Paper I: Fine needles and separable core biopsy needles were primed with USCA. Punctures were performed in butchered bovine liver and a water bath model, followed by an evaluation of needle visibility. Results were mixed in B-mode, while USCA priming consistently improved needle visibility in contrast-specific imaging-mode for core biopsy needles but not for fine needles.
Paper II: Core biopsy needles of the side-notch type (used with reusable instruments) were primed with two different concentrations of iodine contrast media using a membrane device. In CT-guided biopsies with these primed needles, high-attenuation traces at biopsy sites were successfully created in a blood pudding phantom model, with superior results at the higher contrast agent concentration.
Paper III: USCA priming was performed using a 1 mL syringe on difficult-to-separate and non-separable core biopsy needles, as well as coaxial introducer needles. Needle visibility was evaluated in a water bath model. USCA priming, almost without exception, enhanced visibility in contrast-specific imaging-mode.
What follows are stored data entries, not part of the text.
PR #5469, opened 2023-02-11
Streams from java.nio.file.Files have to be closed

tbw777:
Some resources was in uncloused condition.

### DIFF
--- a/nbbuild/antsrc/org/netbeans/nbbuild/extlibs/CheckEmbeddedBinaries.java
+++ b/nbbuild/antsrc/org/netbeans/nbbuild/extlibs/CheckEmbeddedBinaries.java
@@ -26,10 +26,13 @@ import java.io.InputStream;
 import java.io.InputStreamReader;
 import java.math.BigInteger;
 import java.nio.file.Files;
+import java.nio.file.Path;
 import java.security.MessageDigest;
 import java.security.NoSuchAlgorithmException;
 import java.util.HashMap;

Paper IV: Non-separable core biopsy needles were primed as in Paper III and evaluated in an in vivo porcine model. USCA priming, with few exceptions, improved needle visibility in contrast-specific imaging-mode but slightly worsened it in B-mode.
These findings support the clinical use of USCA needle priming for ultrasound-guided core biopsy procedures performed in contrast-specific imaging-mode where needle visibility is limited. However, the results do not support its use in B-mode. Iodine contrast agent needle priming showed promise for confirming biopsy locations during CT-guided procedures, but further in vivo validation is required. The method’s clinical value is, however, uncertain, as newer, lighter full-core biopsy guns seem to offer a simpler solution.